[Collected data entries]
PR #491, opened 2022-01-21
OPERATOR-301 Do not remove portworx-service

piyush-nimbalkar:
- When running in storage disabled mode, which is mostly used by
PX Central, the operator used to delete the portworx-service
created by the daemonset spec. We specially handle this by ignoring
the deletion of the service when storage is disabled.
- Ignore the GetStorageNodes call when storage is disabled.

Closes # https://portworx.atlassian.net/browse/OPERATOR-301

Exercise directions =
Precisely the line with "OPERATOR-301 Do not remove portworx-service" and the lines after it, up to the last line of the entries above, are to be reproduced, and nothing more.

Response area =
OPERATOR-301 Do not remove portworx-service

piyush-nimbalkar:
- When running in storage disabled mode, which is mostly used by
PX Central, the operator used to delete the portworx-service
created by the daemonset spec. We specially handle this by ignoring
the deletion of the service when storage is disabled.
- Ignore the GetStorageNodes call when storage is disabled.

Closes # https://portworx.atlassian.net/browse/OPERATOR-301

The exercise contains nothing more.